Es el 'cuanto peor, mejor' que impera en Cataluña desde hace nueve años. Como señalaba Esteban González Pons, los gestos que se están teniendo para con los presos acusados de rebelión y la "actitud indolente" de la presidencia de la Mesa en el polémico asunto de la suspensión crean un mal precedente y hacen muy difícil explicar a los "colegas europeos" que los diputados juzgados ante el Supremo son "unos golpistas". Que la Mesa, con el respaldo de PSOE, PP y Ciudadanos, decidiera este viernes suspender por fin a Junqueras, Jordi Sànchez, Jordi Turull y Josep Rull, aligera la presión sobre la Eurocámara.

Mientras Puigdemont campa a sus anchas en Bélgica, los cuatro diputados antes mencionados, más el senador Raül Romeva, continuarán en prisión preventiva.

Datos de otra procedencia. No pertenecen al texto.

PR #4289, opened 2020-12-09
Make sure screen reloads when preferences are changed

### LINKED ISSUE #4212: Changes in audio recorders in experimental settings are not applied immediately when user sets it in the middle of the form
Collect master

#### Problem description
Changes in audio recorders in experimental settings are not applied immediately when user sets it in the middle of the form.

1. User starts form
2. User opens audio widget -> external recorder is opened
3. User opens `General Settings` in the middle of form
4. User goes to `Experimenta` settings
5. User unselects using an external app
6. User backs to the form and opens audio widget
7. External recorder is opened -> changes is settings wasn't applied

#### Expected behavior
The internal recorder is visible.
Changes in audio recorders are applied immediately even if user sets it in the middle of the form.

#### Notes
Related to #4190

seadowg:
Closes #4212 

New test and verified manually. There is one piece of tested code - comments inline.

I think it made sense to handle this generally rather than worrying about it for any new feature in form entry that can be configured.

The form "screen" will now reload whenever the user navigates to settings and back. It'd be good to check this doesn't create any problems (answers not retained for instance) and that there aren't any significant performance problems introduced.

### DIFF
--- a/collect_app/src/main/java/org/odk/collect/android/activities/FormEntryActivity.java
+++ b/collect_app/src/main/java/org/odk/collect/android/activities/FormEntryActivity.java
@@ -151,7 +151,6 @@ import org.odk.collect.android.utilities.MediaUtils;
 import org.odk.collect.android.utilities.MultiClickGuard;
 import org.odk.collect.android.utilities.PermissionUtils;
 import org.odk.collect.android.utilities.PlayServicesChecker;
-import org.odk.collect.android.utilities.QuestionFontSizeUtils;
 import org.odk.collect.android.utilities.ScreenContext;
 import org.odk.collect.android.utilities.SnackbarUtils;
 import org.odk.collect.android.utilities.SoftKeyboardUtils;
@@ -356,7 +355,6 @@ public class FormEntryActivity extends CollectAbstractActivity implements Animat
      * detection of location permissions changes while the activity is in the background.
      */
     private boolean locationPermissionsPreviouslyGranted;
-    private int questionFontSize;
 
     private BackgroundLocationViewModel backgroundLocationViewModel;
     private IdentityPromptViewModel identityPromptViewModel;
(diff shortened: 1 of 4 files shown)


collect_app/src/main/java/org/odk/collect/android/activities/FormEntryActivity.java
```diff
@@ -762,7 +762,7 @@ protected void onActivityResult(int requestCode, int resultCode, final Intent in
 
         // If we're coming back from the hierarchy view, the user has either tapped the back
         // button or another question to jump to so we need to rebuild the view.
-        if (requestCode == RequestCodes.HIERARCHY_ACTIVITY) {
+        if (requestCode == RequestCodes.HIERARCHY_ACTIVITY || requestCode == RequestCodes.CHANGE_SETTINGS) {
```
seadowg, line 761: This isn't tested. I played around with various Espresso tests but couldn't get something that worked nicely and actually drove this out. We still consider `FormEntryActivity` a no-go for Robolectric testing, so I didn't even look at that. 

The new [Activity Result APIs](https://developer.android.com/training/basics/intents/result) are really the answer here I think, but they are still in beta. Once that's stable we should be able to move our activity result code into components (like `FormEntryMenuDelegate`) and test the request and "response" in one place.

grzesiek2010, line 761: Can we do the same for font size? Probably we don't even need adjustFontSize() now if we call onScreenRefresh(); either way. Do you want to confirm? If you are in a hurry with this pr we can file a separate issue to make sure changes in settings are handled in the same way.

seadowg: Sounds like a good idea! Just to confirm: you're suggesting we get rid of the code that's dealing with the font size adjustment and see if this new solution works instead?

grzesiek2010: Yeah I guess it should because basically it does the same just calling onScreenRefresh();

grzesiek2010 (approved):

mmarciniak90:
**Tested with success**

Tested on Android 7.0, 8.1, 10.0

Verified cases:
- All settings in `General Settings`
- Theme and language work as before
- Guidance setting works immediately :+1: 
- `Default to finalized` setting is applied even if user opens General settings from last screen :+1:

kkrawczyk123:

Los rostros sonrientes, abrazos, tuits y grabaciones en vídeo que se vieron durante la constitución del Congreso, trasunto de una Arcadia feliz, forman parte de un 'matrix' en el que nada es lo que parece.

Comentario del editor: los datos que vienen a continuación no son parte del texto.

PR #4290, opened 2020-12-10
Audio analytics

seadowg:
This adds analytics for the audio features. The different events and what we hope to track with them is detailed in `AnalyticsEvents`.

Ran tests.

Comments inline.

Shouldn't have any effect. This can be merged without QA.

### DIFF
--- a/collect_app/src/main/java/org/odk/collect/android/analytics/AnalyticsEvents.java
+++ b/collect_app/src/main/java/org/odk/collect/android/analytics/AnalyticsEvents.java
@@ -175,4 +175,9 @@ public class AnalyticsEvents {
      * Tracks how often questions are answered while an audio recording is being made
      */
     public static final String ANSWER_WHILE_RECORDING = "AnswerWhileRecording";
+
+    /**
+     * Tracks how many users have opted in to internal recording as their default
+     */
+    public static final String INTERNAL_RECORDING_OPT_IN = "InternalRecordingOptIn";
 }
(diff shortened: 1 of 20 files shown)


collect_app/src/main/java/org/odk/collect/android/analytics/AnalyticsEvents.java
```diff
@@ -153,4 +147,37 @@ private AnalyticsEvents() {
...
+     * audio question
+     */
+    public static final String AUDIO_RECORDING_INTERNAL = "AudioRecordingInternal";
+    public static final String AUDIO_RECORDING_EXTERNAL = "AudioRecordingExternal";
+    public static final String AUDIO_RECORDING_CHOOSE = "AudioRecordingChoose";
+
+    /**
+     * Tracks how often questions are answered while an audio recording is being made
+     */
+    public static final String ANSWER_WHILE_RECORDING = "AnswerWhileRecording";
```
seadowg, line 172: We initially talked abut an event for when an audio question (using internal) recording appeared in a field-list. I realized it was actually easier to just track the underlying behaviour we were interested in here.

collect_app/src/main/java/org/odk/collect/android/formentry/FormEntryViewModel.java
```diff
@@ -164,19 +156,34 @@ public void openHierarchy() {
         formController.getAuditEventLogger().logEvent(AuditEvent.AuditEventType.HIERARCHY, true, clock.getCurrentTime());
     }
 
+    public void logFormEvent(String event) {
```
seadowg, line 159: Rather than having to pass the (or grab statically) form identifier hash around it seemed nice to just encapsulate the logging on the view model here. I think we'd want a `FormEventLogger` interface if we were logging inside a widget (or anywhere it doesn't make sense to have a ViewModel) but I didn't run into that.

lognaturel (approved):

Los rostros sonrientes, abrazos, tuits y grabaciones en vídeo que se vieron en el Congreso, forman parte de un 'matrix' en el que nada es lo que parece

He ahí la paradoja: lo que es bueno para Puigdemont no lo es para los presos secesionistas. Tampoco lo es para su partido, JxCAT, formación heredera de CDC. Al mismo tiempo que los electores premian al 'expresident' en las europeas, penalizan a su partido en el resto de urnas.

En las generales del 28 de abril, JxCAT ahondó en su ya depresiva tendencia bajista. Respecto a las legislativas de 2016, volvió a perder otro diputado, pasando de 8 a 7 escaños y bajando del 13,9% al 12,5%. La otrora fuerza hegemónica convergente se situó cuarta tras ERC, PSC y En Comú Podem. Un paupérrimo resultado que parece va a continuar en los comicios del 26-M.

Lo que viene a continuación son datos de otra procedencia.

PR #4291, opened 2020-12-10
Fix crash when stop/pause pressed at the same time while recording

### LINKED ISSUE #4287: Collect crashes when use pause and stop button at the same time in the middle of recording
Collect v1.29.x, Android v all, device used...

#### Problem description
Collect is crashing when trying to click on pause and stop button in the same time, however, it is not easy to reproduce as error message display most often than crash. 
ezgif com-video-to-gif (46)

1. Start recording using an internal recorder 
2. Tap fast on pause and stop button
It might not be visible in all tries.

#### Expected behavior
- Collect should not crash
- Using pause and stop buttons at once should be blocked

#### Other information 
stacktrace of the crash:
`2020-12-09 11:30:10.012 19931-19931/org.odk.collect.android E/AndroidRuntime: FATAL EXCEPTION: main
    Process: org.odk.collect.android, PID: 19931
    java.lang.RuntimeException: Unable to start service org.odk.collect.audiorecorder.recording.internal.AudioRecorderService@1d67199 with Intent { act=STOP cmp=org.odk.collect.android/org.odk.collect.audiorecorder.recording.internal.AudioRecorderService }: java.lang.NullPointerException
        at android.app.ActivityThread.handleServiceArgs(ActivityThread.java:3722)
        at android.app.ActivityThread.access$1700(ActivityThread.java:200)
        at android.app.ActivityThread$H.handleMessage(ActivityThread.java:1704)
        at android.os.Looper.loop(Looper.java:201)
        at android.app.ActivityThread.main(ActivityThread.java:6810)
        at com.android.internal.os.RuntimeInit$MethodAndArgsCaller.run(RuntimeInit.java:547)
        at com.android.internal.os.ZygoteInit.main(ZygoteInit.java:873)
     Caused by: java.lang.NullPointerException
        at org.odk.collect.audiorecorder.recorder.RecordingResourceRecorder.stop(RecordingResourceRecorder.kt:53)
        at org.odk.collect.audiorecorder.recording.internal.AudioRecorderService.stopRecording(AudioRecorderService.kt:99)
        at org.odk.collect.audiorecorder.recording.internal.AudioRecorderService.onStartCommand(AudioRecorderService.kt:62)
        at android.app.ActivityThread.handleServiceArgs(ActivityThread.java:3700)
        at android.app.ActivityThread.access$1700(ActivityThread.java:200) 
        at android.app.ActivityThread$H.handleMessage(ActivityThread.java:1704) 
        at android.os.Looper.loop(Looper.java:201) 
        at android.app.ActivityThread.main(ActivityThread.java:6810) 
        at com.android.internal.os.RuntimeInit$MethodAndArgsCaller.run(RuntimeInit.java:547) 
        at com.android.internal.os.ZygoteInit.main(ZygoteInit.java:873) 
2020-12-09 11:30:10.342 2031-2124/? E/InputDispatcher: channel '8595c0f org.odk.collect.android/org.odk.collect.android.activities.FormEntryActivity (server)' ~ Channel is unrecoverably broken and will be disposed!
2020-12-09 11:30:10.343 2031-2124/? E/InputDispatcher: channel 'a3bec56 org.odk.collect.android/org.odk.collect.android.activities.MainMenuActivity (server)' ~ Channel is unrecoverably broken and will be disposed!
2020-12-09 11:30:10.428 2031-4289/? E/ActivityTrigger: activityResumeTrigger: not whiteListedorg.odk.collect.android/org.odk.collect.android.activities.MainMenuActivity/4017
2020-12-09 11:30:10.430 541-572/? E/ANDR-PERF-MPCTL: Invalid profile no. 0, total profiles 0 only
2020-12-09 11:30:10.613 20740-20740/org.odk.collect.android E/collect.androi: Dex checksum does not match for dex: /system/framework/com.google.android.maps.jar.Expected: 3079070930, actual: 1845989642
`

seadowg:
Closes #4287

I wanted to make sure to deal with this in the `audiorecorder` framework as well as just using our standard multi click stuff. Feels risky to allow these sorts of crashes to happen in the framework if the UI doesn't protect it.

This should only fix the problem!

### DIFF
--- a/collect_app/src/test/java/org/odk/collect/android/activities/MainActivityTest.java
+++ b/collect_app/src/test/java/org/odk/collect/android/activities/MainActivityTest.java
@@ -13,15 +13,10 @@ import org.robolectric.RobolectricTestRunner;
 import org.robolectric.shadows.ShadowActivity;
 import org.robolectric.shadows.ShadowEnvironment;
 import org.robolectric.shadows.ShadowIntent;
-import org.robolectric.shadows.ShadowSystemClock;
-
-import java.time.Duration;
 
 import static android.os.Environment.MEDIA_MOUNTED;
 import static junit.framework.Assert.assertEquals;
 import static junit.framework.Assert.assertNotNull;
-import static org.hamcrest.MatcherAssert.assertThat;
-import static org.hamcrest.Matchers.is;
 import static org.robolectric.Shadows.shadowOf;
 
 @RunWith(RobolectricTestRunner.class)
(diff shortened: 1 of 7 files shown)


collect_app/src/test/java/org/odk/collect/android/activities/MainActivityTest.java
```diff
@@ -82,54 +77,4 @@ public void manageFilesButtonTest() throws Exception {
         assertEquals(DeleteSavedFormActivity.class.getName(),
                 shadowIntent.getIntentClass().getName());
     }
-
-    @Test
-    public void shouldButtonsBeResistantToMulticlicking() {
```
seadowg, line 87: This test started failing when I disabled the multiclick guard in tests (so that other tests wouldn't fail). We've generally not been testing the multiclick guards (which I think makes sense) so personally I don't think we need this. Happy to chat about it though!

lognaturel (approved):
@grzesiek2010 should take a quick look at the multiclick test changes.

kkrawczyk123:
@seadowg I am not able to reproduce crash or even display error message what is great but I don't like the fact that after using pause button, stop button doesn't work in the first try - it must have been used for the second time. It's weird and a little confusing, see gif:
ezgif com-video-to-gif (48)

seadowg:
@kkrawczyk123 it looks like our multi click blocking needs you to wait a full second before another click will be allowed. It looks like you're beating this in the gif haha. As much as I'd usually expect a second to be short enough I think you just proved that it's not. I'll bring the time down to half a second and you can see how it feels (@grzesiek2010 please jump in if you think that's going to be a problem).

seadowg:
@kkrawczyk123 give that go!

grzesiek2010:
I don't like changing that 1s to 0.5s. We use it in many places and I'm pretty sure for some cases 0.5s was not enough that's why we decided to use 1s.

seadowg:
@grzesiek2010 thanks for weighing in. That makes a lot of sense. It'd be good to understand if we can use other methods to prevent multi/double clicks wait for a full second (progress dialogs, disabling buttons etc) but that's obviously not an investigation or set of changes we want to take on at this moment!

We might be able to actually leave the multi click guard out in this case as I think there may now be enough protection in the recording code. Let me investigate and see what I can come up with (cc/ @kkrawczyk123).

kkrawczyk123:
@seadowg I am still able to do it but only when clicking on the stop button right after clicking on pause so very quickly but when I click on them like a normal human being everything looks fine. I honestly think that nobody except us would do that @mmarciniak90 do you agree?

grzesiek2010:
Maybe create your own MultiClickSafeButton which would pass 0.5s calling MultiClickGuard.allowClick() to avoid regressions in all the other places we already use 1s.

seadowg:
@kkrawczyk123 I've tried just taking the multi click guards out and reverting the time change as @grzesiek2010 suggested. I'm preoccupied with whatever has happened to our CI so haven't had a chance to play on a real device but if you get a chance to try it out let me know if you can break it.

> Maybe create your own MultiClickSafeButton which would pass 0.5s calling MultiClickGuard.allowClick() to avoid regressions in all the other places we already use 1s.

That might be the best option. Hopefully we can get away without any UI tricks if the recording code holds up.

mmarciniak90:
**Tested with success**

Verified on Android versions: 5.1, 7.0, 7.1, 9.0, 8.1, 10.0

Verified cases:
- pause/stop buttons
- pause/record buttons
- error message
- crash does not occur

lognaturel:
We typically don't merge when `master` is broken but I'm merging now because we know there's some issue specific to Firebase Test Lab and I'd like to see whether anything has changed. Instead of re-running an existing build I think it makes sense to also get `master` up to date.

En la formación se malician que, este domingo, perderán como mínimo dos de las cuatro diputaciones que ahora mismo ostentan, con lo que esto conlleva de merma de poder territorial y militantes convergentes que pasarán a engrosar las filas del paro.

"Ahora el elector está perdido. Tenemos a JxCAT, a PDeCAT, la Crida… Hay que reunificar este entorno y convertirnos en el PNV catalán"

El horizonte que les espera en los Ayuntamientos será similar. Les restarán alcaldías en beneficio de los de Esquerra. En Barcelona, serán irrelevantes. A pesar de la remontada de Artadi, el ayuntamiento se lo disputarán Ernest Maragall y Ada Colau, separados ambos por unos pocos miles de votos, según los últimos 'trackings'.

"El elector está perdido. Tenemos a JxCAT, a PDeCAT, la Crida… Hay que reunificar este entorno y convertirnos en el PNV catalán", comentan desde la antigua CDC. "A ERC le viene bien que demos esa imagen xenófoba y supremacista que muestran los medios porque así ellos pueden ir de posibilistas. Tenemos que hacer lo contrario. Este proceso solo será viable si lo capitanean figuras como Artur Mas con el visto bueno de Puigdemont".